(Task details) The whole listing should be retyped exactly as it appears.

*** Material provided Section Begins ***

Issue #1516, opened 2022-01-13
UTF-16 everywhere


bradallred:
We have several bugs and complexities that are arising from the fact that we have a mix of encodings thought the engine. The only sane thing to do is to migrate to UTF-16 thought and translate to/from at the importer boundary.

*** Material provided Section Ends ***

(Answer area)
Issue #1516, opened 2022-01-13
UTF-16 everywhere


bradallred:
We have several bugs and complexities that are arising from the fact that we have a mix of encodings thought the engine. The only sane thing to do is to migrate to UTF-16 thought and translate to/from at the importer boundary.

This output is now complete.